A tão esperada presença da Escócia no Campeonato do Mundo, celebrada com pompa e circunstância desde o embarque ao som das gaitas no Aeroporto de Glasgow, terminou num fracasso retumbante e numa saída pela porta pequena para o seleccionador Steve Clarke. Após 28 anos de ausência, e com promessas audazes de “resolver o assunto” e levar a Escócia para além da fase de grupos de uma grande competição, a equipa regressa agora separada, desiludida e sem o optimismo que marcou a partida para os Estados Unidos. O legado desta campanha? Uma bagagem pesada de arrependimento e um silêncio ensurdecedor do balneário escocês.
A viagem começou com toda a pompa e expectativa: a selecção aterrou em Fort Lauderdale num clima de confiança, apenas três dias depois de Clarke assinar um novo contrato de quatro anos.
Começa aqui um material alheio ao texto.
PR #1020, opened 2025-02-21
Revert 889 as it breaks Event Lists block. This code will need to be …

mauteri:
…revisited when we work on Query loop block and still work with upcoming/past archive pages.

### Description of the Change
Reverts https://github.com/GatherPress/gatherpress/pull/889 due to sorting bugs.

- screenshots or screencasts
-->

Closes #

### Changelog Entry

> Added - New feature
> Removed - Feature
> Fixed - Bug fix
> Security - Vulnerability

### Credits

Props @mauteri 

### Checklist:

### DIFF
--- a/includes/core/classes/class-event-query.php
+++ b/includes/core/classes/class-event-query.php
@@ -6,6 +6,8 @@
  * upcoming and past events, applying filters, and ordering events. It also handles adjustments
  * for event pages and admin queries.
  *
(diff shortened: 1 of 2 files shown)


carstingaxion:
Ok, what was the problem @mauteri ?

I'm willing to fix this but don't want to have to search for the problem.

mauteri:
I don't recall exactly, PR will need to be reversed in a branch and tested.

PR #1055, opened 2025-04-21
Move GP core function to init hook to fix translation error - Take two

### LINKED ISSUE #1021: Translation notice
### Describe the bug

Since I changed the site language to Dutch, I get the debug notice 'Function _load_textdomain_just_in_time was called incorrectly. Translation loading for the gatherpress domain was triggered too early. This is usually an indicator for some code in the plugin or theme running too early. Translations should be loaded at the init action or later. Please see Debugging in WordPress for more information. (This message was added in version 6.7.0.)'. 

### Steps to Reproduce

Set website to a default language that has translations like Dutch
Set debug to true
See the notice in admin and frontend

_No response_

### Environment information

WP 6.7.2 
Dutch lang
GatherPress 0.31.0

### WordPress information

The problem is not the translation, I think. To me the problem seems to be that the function call 'GatherPress\Core\Setup::get_instance();' in gatherpress.php is executed straight away, on loading the file. This triggers the construct in class-settings.php. But the first method in the construct needs translation functionalities, which are not prepaired yet by WordPress. The second and third depend on the first. The solution that works for me is putting them in an init hook or admin_menu hook. I have not tested this to the max yet :-) 

	protected function __construct() {
		add_action( 'init', function () { //or admin_menu if only needed in admin
			$this->instantiate_classes(); // needs translation
			$this->set_current_page(); // depends on instantiate_classes()
			$this->set_main_sub_page(); // depends on instantiate_classes()
		});

		$this->setup_hooks();
	}

Another option might be to put GatherPress\Core\Setup::get_instance() in an init-hook with priority under 10.

### Code of Conduct

jmarx:
### Description of the Change
Move sub pages core function to init hook to remove translations notice.

Closes #1021 

### How to test the Change
Switch your language setting to Dutch and turn on `debug` mode and ensure you don't get a notice about the translation functionality loading too late.

### Credits
Props @mauteri, @jmarx 

- [X] I agree to follow this project's [**Code of Conduct**](https://github.com/GatherPress/gatherpress/blob/main/CODE_OF_CONDUCT.md).
- [X] I have updated the documentation accordingly.
- [X] I have added tests to cover my change.
- [X] All new and existing tests pass.

### DIFF
--- a/includes/core/classes/settings/class-base.php
+++ b/includes/core/classes/settings/class-base.php
@@ -121,6 +121,7 @@ class Base {
 	 * @return void
 	 */
 	protected function setup_hooks(): void {
+		add_action( 'init', array( $this, 'set_main_sub_page' ) );
 		add_action( 'admin_init', array( $this, 'init' ) );
 
 		add_filter( 'gatherpress_sub_pages', array( $this, 'set_sub_page' ) );
--- a/includes/core/classes/settings/class-base.php
+++ b/includes/core/classes/settings/class-base.php
@@ -121,7 +121,6 @@ class Base {
 	 * @return void
 	 */
 	protected function setup_hooks(): void {
-		add_action( 'init', array( $this, 'set_main_sub_page' ) );
 		add_action( 'admin_init', array( $this, 'init' ) );
 
 		add_filter( 'gatherpress_sub_pages', array( $this, 'set_sub_page' ) );
--- a/includes/core/classes/class-settings.php
+++ b/includes/core/classes/class-settings.php
@@ -61,7 +61,6 @@ class Settings {
 	protected function __construct() {
 		$this->instantiate_classes();
 		$this->set_current_page();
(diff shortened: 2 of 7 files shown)


includes/core/classes/settings/class-base.php
```diff
@@ -121,6 +121,7 @@ protected function get_sections(): array {
 	 * @return void
 	 */
 	protected function setup_hooks(): void {
+		add_action( 'init', array( $this, 'set_main_sub_page' ) );
```
mauteri, line 124: Why did you add this and the empty callbacks?

mauteri (changes requested):

includes/core/classes/settings/class-base.php
jmarx: @mauteri Fixed

mauteri (approved):

Issue #1069, opened 2025-04-25
Drop Block Guard z-index from 60 to 1


mauteri:
### Describe the bug

60 is too high of a z-index and was having issues with block toolbar popovers. 30 is the highest number that it can be and not cause issues with other blocks toolbar popovers. **Update:** More issues with blocks when Block Guard is at 30. There was a small issue with 6.7.2 and before that had us make the z-index 60 (A UI when you click escape in block editor). That is gone now in 6.8 so we no longer need z-index higher than 1.

This causes editorial issues, so would like to get this into `0.32.2` which we can release some time next week. I'd like to see if there are any other issues discovered that we'd also like to get in a that patch.

### Steps to Reproduce

N/A

### Code of Conduct

- [x] I agree to follow this project's Code of Conduct

PR #1072, opened 2025-04-26
Version 0.32.2 update

### LINKED ISSUE #1070: Fix Dropdown Item block with target and nofollow settings
### Describe the bug

The anchor feature in Dropdown Item block has target and nofollow settings, but they do not retain when checked. We'll make this fix for 0.32.2 as well as this should be fairly small change.

### Steps to Reproduce

1. Select Dropdown Item block
2. Check Advanced in URL edit
3. Check Open in new tab and/or Mark as nofollow
4. Checkboxes do not retain or show up in block

_No response_

### Environment information

_No response_

### WordPress information

_No response_

### Code of Conduct

mauteri:
### Description of the Change
* We had z-index of the Block Guard at 60 because of a state in block editor where it changed UI a bit when clicking escape (this feature is now confirmed gone in 6.8). The z-index was conflicting poorly with other blocks. I tried 30 and then 29 and still got some rare conflicts. I dropped it to 1 since that original issue in 6.7.2 and less was now gone so z-index no longer needed to be high for that.
* Dropdown Item block was missing attributes for target and rel in link, which is now fixed with this update.
* Added sanitization to GatherPress settings page.
* Test up to 6.8.1

Closes #1070 #1069

### Changelog Entry

> Fixed - Bug fix

### Credits

Props @mauteri

### Checklist:


JordanPak (commented):
LGTM

PR #1094, opened 2025-05-02
Added a new check to determine if gatherpress has already been installed/activated

stephenerdelyi:
…

### Description of the Change

https://github.com/orgs/GatherPress/projects/1/views/1?pane=issue&itemId=107988139&issue=GatherPress%7Cgatherpress%7C1071

Closes GP-1071

### How to test the Change

Try to activate 2 different versions of GP at the same time and you will see an activation error message

### Changelog Entry

> Added - new check to search for other instances of GP installation

### Credits
@stephenerdelyi 

### Checklist:

### DIFF
--- a/gatherpress.php
+++ b/gatherpress.php
@@ -21,6 +21,11 @@
 // Exit if accessed directly.
 defined( 'ABSPATH' ) || exit; // @codeCoverageIgnore
 
+// Ensure no other versions of GatherPress are currently running.
+if ( require_once __DIR__ . '/includes/core/duplicate-check.php' ) {
+	return;
+}
+
 // Constants.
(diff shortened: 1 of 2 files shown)


mauteri:
@stephenerdelyi let's just add that [deactivate plugin](https://developer.wordpress.org/reference/functions/deactivate_plugins/) to this like we chatted about. Thanks!

stephenerdelyi:
> @stephenerdelyi let's just add that [deactivate plugin](https://developer.wordpress.org/reference/functions/deactivate_plugins/) to this like we chatted about. Thanks!

As we discussed in slack, there's no way to identify which plugin to deactivate, just the first one loaded which can cause other concerns. We decided since this is so rare, the current implementation is fine.

mauteri (approved):

PR #1103, opened 2025-05-06
Prep work for comment flow for open RSVP and small fixes

mauteri:
### Description of the Change
Mostly adjusts how RSVP comments are handled so they can be identified by email as well as user ID for new open RSVP flow that's to be developed.

New RSVP list table view.

Other small fixes and adjustments found with Event List styling and Block Guard were addressed.

Closes #

### Changelog Entry

> Added - New feature
> Removed - Feature
> Fixed - Bug fix
> Security - Vulnerability

### Credits

Props @mauteri 

### Checklist:


patriciabt:
Testing now, I love the RSVPs admin page. 
Issue: I cannot re-approve someone I unapproved earlier
Feature request: a filter at the top, for event, date, topic, venue (like post filters for date and category)

includes/core/open-rsvp.php
```diff
@@ -0,0 +1,67 @@
...
+		$_SERVER['DOCUMENT_ROOT']
+	);
+
+	// Prevent directory traversal.
+	$gatherpress_document_root = str_replace(
+		array( "\0", '..' ),
+		'',
+		$gatherpress_document_root
+	);
+}
```
dd32, line 29: You can't realistically use DOCUMENT_ROOT to find the WordPress ABSPATH, as it may be in a sub-folder.

Pretty sure you can't use `require wp-load.php` in w.org hosted plugins either.

Instead, you should be hooking in early on the `wp_loaded` action and determining that it's a request you wish to add the filters to.

mauteri: This is still an early test (PR is still Draft), but since this code got your attention 😄 I'm looking to doing something similar to how `wp-comments-post.php` works, which WordPress POSTs to directly from a form to create a comment. The difference here is that I need to fire some filters to change the context from a normal comment to an RSVP which is a comment type. I wanted to follow this path as it will natively work with plugins like Akismet and won't run into issues around caching. I'm still thinking about best way to do this, but yeah, `DOCUMENT_ROOT` falls short in some cases, but trying to create a proxy file for `wp-comments-post.php` needs to call `wp-loaded` in order to fire filters. Maybe I just go to calling `wp-comments-post.php` directly, but include something in the request to set these filters. If you have other ideas let me know.

mauteri: @dd32 made some updates. Let me know what you think of this approach. Thx!

PR #1205, opened 2022-09-10
solution2

matvii1:


src/styles/main.scss
```diff
@@ -1,3 +1,69 @@
...
+
 body {
   margin: 0;
+  height: 100vh;
+  display: grid;
+  place-content: center;
+}
+
+@function shift($n) {
+  @return $n * 100 + px;
```
SanyaBratashchuk: move 100 to the variable

SanyaBratashchuk: and move this function to the utils folder

src/styles/main.scss
```diff
@@ -1,3 +1,69 @@
...
+}
+
+$month-length: 31;
```
SanyaBratashchuk: create separate file for vars

SanyaBratashchuk (changes requested):

ArturErmolenko (approved):

PR #1207, opened 2022-09-12
commit

Serrggii:
https://Serrggii.github.io/layout_calendar
https://Serrggii.github.io/layout_calendar/report


marina-tilniak (changes requested):
Make sure to add transition style under general selector, not the one with :hover - this way transition will work smoothly both ways.

marina-tilniak (approved):
Good!

PR #1277, opened 2022-10-05
Develop

AndreyChernysh:
- [DEMO LINK](https://AndreyChernysh.github.io/layout_calendar/)


src/styles/main.scss
```diff
@@ -1,3 +1,68 @@
-body {
-  margin: 0;
+@import url("./zeroing");
```
sofiia-dovhan: Use SCSS import 
without url();

src/styles/main.scss
```diff
@@ -1,3 +1,68 @@
...
+
+$itemSize: 100px;
+$gap: 1px;
+$daysInWeek: 7;
+$calendarPadding: 20px;
+$totalSize: $itemSize + $gap;
```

O centro de treinos escolhido – o luxuoso Florida Blue Training Centre do Inter Miami, avaliado em 60 milhões de dólares – foi obtido graças a um telefonema estratégico de Sir Alex Ferguson ao presidente do clube, Sir David Beckham. Lionel Messi, capitão da Argentina e referência mundial, aprovou o espaço e, como afirmou um dirigente escocês, “se é bom para Messi, é bom para nós”. A Federação Escocesa de Futebol não poupou esforços nem despesas para que nada faltasse ao plantel.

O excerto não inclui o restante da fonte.